Issue #1394, opened 2012-02-09
Wishlist: Remove hard dependency on ctypes


bfroehle:
`IPython.lib.inputhook` has a hard dependency on `ctypes`.

Recently I've been working with Python on a machine without ctypes.  I was able to get a basic IPython terminal by commenting out much of the file.  Obviously this means I won't have any `%gui` magic abilities, but that's not a problem in my situation.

The task> Wherever a line in the records contains the word "hard", copy that line.

Solved exercise>
Wishlist: Remove hard dependency on ctypes
`IPython.lib.inputhook` has a hard dependency on `ctypes`.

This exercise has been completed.